- Directed by: M. Krishnan Nair
- Written by: Moidu Padiyath
- Based on: Kaneer Panthal by Moidu Padiyath
- Produced by: T. E. Vasudevan nair
- Starring: Prem Nazir Madhu Sheela Adoor Bhasi
- Cinematography: C. J. Mohan
- Edited by: T. R. Sreenivasalu
- Music by: M. S. Baburaj
- Production company: Jaya Maruthi
- Distributed by: Jaya Maruthi
- Release date: 22 February 1964;
- Country: India
- Language: Malayalam

= Kuttikkuppayam =

1964 Indian film

Kuttikkuppayam is a 1964 Indian Malayalam-language drama film directed by M. Krishnan Nair and written by Moidu Padiyath based on his novel Kaneer Panthal. The film was a major commercial success at the box office that year and also had a successful soundtrack composed by M. S. Baburaj.

==Plot==

Jabbar marries Zubaida against the wish of his mother, who had plans to bring her niece Safia as her son's bride. Zubaida is accused of being infertile by her mother-in-law and other members of the family.

Jabbar loves his wife, but gradually falls to the constant taunts, manipulations and emotional blackmailing over not having a child and blames his wife for that. Jabbar finally decides to separate from his wife.

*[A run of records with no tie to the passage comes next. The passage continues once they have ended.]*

PR #779, opened 2026-07-06
refactor: update hyperparameters for ACT

sovrasov:
# Pull Request

## Description

The update slightly improves convergence, and therefore requires less steps to get a working model


library/configs/physicalai/act.yaml
```diff
@@ -29,7 +31,7 @@ data:
                 - 1.3
 
 trainer:
-  max_epochs: 100
+  max_steps: 70000
```
MarkRedeman, line 34: In the application we are setting the `max_steps` from the UI side, using 10.000 by default.
Do we have any guestimates on what the correct values should be?

Right now we always use 10000 as a default (but do allow users to change this) regardless of which model is selected.
Should we update the UI so that we adjust the max steps based on the selected model, and perhaps dataset size?

sovrasov: Definitely, that setting should be per model. For ACT I'll make a couple more experiments and tell you the number (now I think of 30k with batch 16). lerobot's baseline is 100k with 8 batch size FYI

MarkRedeman: That sounds good, thanks!

We also have an `BatchSizeFinder` that's enabled by default in the UI. So in that case I guess we might need to add some extra logic that updates the max steps based on that? (or use epochs, but I was getting conflicting info on whether we should use epochs vs steps?)

sovrasov: This finder is cuda only as far as I remember, and we have only a tiny bit of information how all these heuristics affect the VLAs training. In Geti we could conduct hundreds of experiments on ~10 datasets per model to figure out an automatic strategy that pushes hardware limits. Here I'd rather go with fail-safe approach: if 50k with batch 8 is good enough, I'd use it, rather than implementing and testing extra schedule scaling logic (which we don't have now despite having batch size finder enabled)

samet-akcay (approved):
lgtm thanks a lot for the effort!

PR #780, opened 2026-07-07
feat: update to lerobot 0.6.0

MarkRedeman:
Update to latest lerobot 0.6.0.
Once merged we can enable more video hardware acceleration options via https://github.com/huggingface/lerobot/pull/3455


MarkRedeman:
Note: currently set to draft. I will do some more extensive end to end testing. I've also included a torch update from #727.

At the moment I've updated,`exclude-newer-package` to exclude lerobot as it's only been released today. Ideally we should revert that change, or perhaps change `exclude-newer` to be smaller?

AlbertvanHouten (approved):

sovrasov (approved):
Thanks Mark!
Confirm that a model trained from this branch works IRL, which means data pipeline stayed correct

Jabbar marries Safia, while Zubaida's father Kareem forces his daughter to marry Siddique. The marriage broker does not tell Siddique that Zubaida had married earlier. When he learns of this, he sends Zubaida back home. After Kareem dies, Siddique brings back Zubaida and they leave for Madras where Siddique gets a job.

Zubaida gives birth to a child. Jabbar is surprised to hear of this from a relative. He gathers courage and undergoes a medical examination that confirms that he is infertile. At the same time, Safia becomes pregnant. His own cousin is held responsible for this.

Jabbar reaches Madras in search of Zubaida and Siddique and meets them at a festival ground. Zubaida's child was on a merry go round. Suddenly the machine goes out of control. Jabbar jumps in to save the life of Zubaida's child, but is fatally injured. Jabbar breathes his last in the presence of Zubaida.

==Cast==
- Prem Nazir
- Madhu
- Sheela
- Adoor Bhasi
- Ambika
- Murali
- Nilambur Ayisha
- Philomina
- Santha Devi

== Soundtrack ==

| No. | Title | Artist(s) | Length |
|---|---|---|---|
| 1. | "Innente Karalile" | P. Leela |  |
| 2. | "Kalyaana Rathriyil" | P. Leela |  |
| 3. | "Naadum Nagaravum" (Bit) | Baburaj |  |
| 4. | "Oru Kotta" | L. R. Eswari, Choir |  |
| 5. | "Pon Valayillenkilum" | K. P. Udayabhanu |  |
| 6. | "Pottichirikkuvaan" | P. Leela, Gomathy, Uthaman |  |
| 7. | "Pullimanalla" | L. R. Eswari, Choir |  |
| 8. | "Thottilil Ninnu Thudakkam" | P. B. Sreenivas |  |
| 9. | "Ummaakkum Bappaakkum" | L. R. Eswari |  |
| 10. | "Velukkumbol" | A. P. Komala |  |
| 11. | "Virunnu Varum" | P. Leela, Uthaman |  |

==Trivia==

This was the debut film of Philomina. This was also the debut Malayalam film of playback singer L. R. Eswari.